Com o tempo, Joaquina começou a adoecer. Um cansaço que
não se via, mas que pesava nos ombros. Os olhos ficaram fundos, a respiração
curta. Pérola, que conhecia o som do fim desde menina, percebeu antes dos
médicos. Passou a dormir em sua casa, cuidando da amiga como quem borda o último
ponto de uma colcha antiga.
Numa noite de abril, quando o vento do rio vinha frio dos
lados do Ipanema, Joaquina chamou Pérola com voz quase de menina:
— Péro… você ainda
escreve suas cartas?
Pérola sorriu, triste:
— Escrevo, mas já não
mando pra ninguém.
— Pois então escreve uma
pra mim — disse Joaquina. — Uma carta que conte que eu fui feliz, mesmo
costurando pra dentro e pra fora. Que Carlos me amou do jeito dele, e que eu
nunca deixei de rir.
Pérola prometeu. E naquela madrugada, enquanto Joaquina
dormia o sono mais quieto de todos, a professora datilografou sua última carta.

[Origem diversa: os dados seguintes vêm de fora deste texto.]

PR #4355, opened 2026-03-17
Create new V6ACL tables with upper V6 words

kperumalbfn:
- Added new ACL fields to match V6 SIP/DIP WORD0/1/2/3.
- Created new V6 ACL 'lite' tables to match only few fields of IPV6 header.
- Added tests for the new ACL tables


kperumalbfn:
Will open a new one after validation

PR #4356, opened 2026-03-17
Fix unnecessary route retry due to premature VRF table eviction in bu…

ypcisco:
…lk processing

**What I did**

- Added cleanupVrfTable(vrf_id) for targeted per-VRF cleanup in RouteOrch
- Added cleanupEmptyVrfTables() to use iterator-based erase.

**Why I did it**

- In bulk processing, with DEL and SET operations on the same VRF.
- If DEL empties a VRF table, the VRF entry is evicted from m_syncdRoutes
- The subsequent addRoutePost() for a SET in the same VRF fails to find the VRF in cache and returns false — the routes are programmed in ASIC.
- The subsequent bulk retry fails as entry already exists and the status is returned as SAI_STATUS_NOT_EXECUTED for remaining routes, these routes are removed and never tracked in m_syncdRoutes.
- When a DEL arrives later for that route, removeRoute() finds no VRF entry in m_syncdRoutes and returns true (no-op), leaving a stale route permanently in ASIC

**How I verified it**

Added testcase test_RouteVrfTableCleanupRaceCondition for the same.

**Details if related**


orchagent/routeorch.cpp
```diff
@@ -3001,16 +2991,44 @@ bool RouteOrch::removeRoutePost(const RouteBulkContext& ctx)
...
+    }
+
+    return true;
+}
+
+void RouteOrch::cleanupEmptyVrfTables()
+{
+    SWSS_LOG_ENTER();
+
+    for (auto it_vrf = m_syncdRoutes.begin(); it_vrf != m_syncdRoutes.end();)
```
anish-n: This adds an all vrf iteration on every route operation so there will be a high performance impact of this change, especially for cases where there are 1-2k vrfs on the device. 

To address this, I suggest that we create an unordered_set<sai_object_id_t> m_pendingEmptyVrfCleanup; and update this set in removeRoutePost and process it once at end of  doTask, that way we only touch the ones which actually need the delete and generate the delete list dynamically

anish-n (changes requested):

orchagent/vnetorch.cpp
```diff
@@ -1682,6 +1682,8 @@ bool VNetRouteOrch::setAndDeleteRoutesWithRouteOrch(const sai_object_id_t vr_id,
         if (gRouteOrch->removeRoutePost(ctx))
         {
             SWSS_LOG_NOTICE("Route %s removed via routeorch for vnet %s", ipPrefix.to_string().c_str(), vnet_name.c_str());
+            // Cleanup VRF if empty.
+            gRouteOrch->cleanupVrfTable(vr_id);
```
anish-n, line 1686: As of today vnetorch does not actually bulk multiple operations together so vnetorch routes are actually not subject to the problem

orchagent/routeorch.cpp
anish-n: Or alternatively we do not fail the call in addRoutePost when the vrf is absent(because a prior removeRoutePost removed the vrf because it found 0 routes), but we just simply add the vrf back in in the addRoutePost call

orchagent/vnetorch.cpp
ypcisco: thats true but keeping in sync with routeorch in case of bulker add to vnetorch

orchagent/routeorch.cpp
ypcisco: updated to use a vector to track the pending vrfs for cleanup, the alternate method is susceptible to vrf refcount leaks in case of addRoutPost premature failures.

Não era para Deus, nem para o passado. Era para a amiga. Dizia assim:
“Minha amiga Joaquina partiu
como se apagasse uma vela acesa em dia de vento.
Deixou o cheiro de tecido
novo e de pão quente, o barulho do pedal e do riso.
Foi mulher inteira num
tempo que pedia metades.
E eu, Pérola, que nunca
soube amar senão pelas teclas, aprendi com ela que o amor também é remendo:
discreto, mas forte.
Que a solidão pode ser
uma prece, e que rir é uma forma de resistir.”

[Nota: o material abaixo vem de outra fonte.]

PR #4358, opened 2026-03-18
[Hw PFCWD feature] Refactor existing pfcwd code

abhishek-nexthop:
**What I did**

- Created new base class PfcWdBaseOrch in pfcwdorch.cpp containing common functionality shared between software and hardware PFC watchdog implementations
- Moved software-specific PFC watchdog implementation (PfcWdSwOrch) to new file pfcwdsworch.cpp with corresponding header pfcwdsworch.h
- Renamed template class PfcWdOrch to PfcWdBaseOrch to better reflect its role as a base class
- Updated Makefile.am to include new pfcwdsworch.cpp source file
- Updated includes in orchdaemon.h and test files to reference the new header structure
- Maintained all existing functionality including Big Red Switch mode, storm detection/restoration, and warm-reboot support

**Why I did it**
Refactor PFC Watchdog code to improve maintainability by splitting base class and software implementation in different file. Base file now can be extended for hardware based implementation.

**How I verified it**
Build the orchagent and ran existing pfc test to check any change in behavior.

HLD: [2159](https://github.com/sonic-net/SONiC/pull/2159)

### DIFF
--- a/orchagent/pfcwdorch.cpp
+++ b/orchagent/pfcwdorch.cpp
@@ -38,8 +38,7 @@ extern event_handle_t g_events_handle;
 extern SwitchOrch *gSwitchOrch;
 extern PortsOrch *gPortsOrch;
 
-template <typename DropHandler, typename ForwardHandler>
-PfcWdOrch<DropHandler, ForwardHandler>::PfcWdOrch(DBConnector *db, vector<string> &tableNames):
+PfcWdBaseOrch::PfcWdBaseOrch(DBConnector *db, vector<string> &tableNames):
     Orch(db, tableNames),
     m_countersDb(new DBConnector("COUNTERS_DB", 0)),
     m_countersTable(new Table(m_countersDb.get(), COUNTERS_TABLE)),
@@ -54,14 +53,43 @@ PfcWdOrch<DropHandler, ForwardHandler>::PfcWdOrch(DBConnector *db, vector<string
 }
 
 
-template <typename DropHandler, typename ForwardHandler>
-PfcWdOrch<DropHandler, ForwardHandler>::~PfcWdOrch(void)
+PfcWdBaseOrch::~PfcWdBaseOrch(void)
 {
     SWSS_LOG_ENTER();
 }
 
-template <typename DropHandler, typename ForwardHandler>
-void PfcWdOrch<DropHandler, ForwardHandler>::doTask(Consumer& consumer)
+bool PfcWdBaseOrch::getLosslessTcsForPort(const Port& port, set<uint8_t>& losslessTc)
+{
+    SWSS_LOG_ENTER();
+
+    // Get PFC mask to identify lossless queues
+    uint8_t pfcMask = 0;
+    if (!gPortsOrch->getPortPfcWatchdogStatus(port.m_port_id, &pfcMask))
+    {
+        SWSS_LOG_ERROR("Failed to get PFC mask on port %s", port.m_alias.c_str());
+        return false;
+    }
+
+    // Collect lossless TCs (traffic classes with PFC enabled)
+    losslessTc.clear();
+    for (uint8_t i = 0; i < PFC_WD_TC_MAX; i++)
+    {
+        if ((pfcMask & (1 << i)) != 0)
+        {
+            losslessTc.insert(i);
+        }
+    }
+
+    if (losslessTc.empty())
+    {
+        return false;
+    }
+
+    SWSS_LOG_INFO("Found %zu lossless TCs on port %s", losslessTc.size(), port.m_alias.c_str());
+    return true;
+}
+
+void PfcWdBaseOrch::doTask(Consumer& consumer)
 {
     SWSS_LOG_ENTER();
 
@@ -121,24 +149,7 @@ void PfcWdOrch<DropHandler, ForwardHandler>::doTask(Consumer& consumer)
     }
 }
 
-template <typename DropHandler, typename ForwardHandler>
-template <typename T>
-unordered_set<string> PfcWdSwOrch<DropHandler, ForwardHandler>::counterIdsToStr(
-    const vector<T> ids, string (*convert)(T))
-{
-    SWSS_LOG_ENTER();
-    unordered_set<string> counterIdSet;
-
-    for (const auto& i: ids)
-    {
-        counterIdSet.emplace(convert(i));
-    }
-
-    return counterIdSet;
-}
-
-template <typename DropHandler, typename ForwardHandler>
-PfcWdAction PfcWdOrch<DropHandler, ForwardHandler>::deserializeAction(const string& key)
+PfcWdAction PfcWdBaseOrch::deserializeAction(const string& key)
 {
     SWSS_LOG_ENTER();
 
@@ -157,8 +168,7 @@ PfcWdAction PfcWdOrch<DropHandler, ForwardHandler>::deserializeAction(const stri
     return actionMap.at(key);
 }
 
-template <typename DropHandler, typename ForwardHandler>
-string PfcWdOrch<DropHandler, ForwardHandler>::serializeAction(const PfcWdAction& action)
+string PfcWdBaseOrch::serializeAction(const PfcWdAction& action)
 {
     SWSS_LOG_ENTER();
 
@@ -178,8 +188,7 @@ string PfcWdOrch<DropHandler, ForwardHandler>::serializeAction(const PfcWdAction
 }
 
 
-template <typename DropHandler, typename ForwardHandler>
-task_process_status PfcWdOrch<DropHandler, ForwardHandler>::createEntry(const string& key,
+task_process_status PfcWdBaseOrch::createEntry(const string& key,
         const vector<FieldValueTuple>& data)
 {
     SWSS_LOG_ENTER();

Quando terminou, guardou a folha dobrada dentro do bolso
do vestido de Joaquina. Depois, fechou a janela, apagou a luz e ficou escutando
o vento.
No dia seguinte, a notícia se espalhou devagar, como tudo
naquela cidade.
Disseram que Pérola se mudou para distante, que abriu uma
pequena escola de datilografia para moças pobres, que ensinava mais sobre vida
do que sobre letras. Outros diziam que morreu sozinha, cercada por máquinas
antigas e cartas sem destino.
Mas quem passava pela rua da escola à noite jurava ouvir,
misturado ao vento, o som ritmado de duas máquinas — uma de costura, outra de
escrever — conversando baixinho no escuro.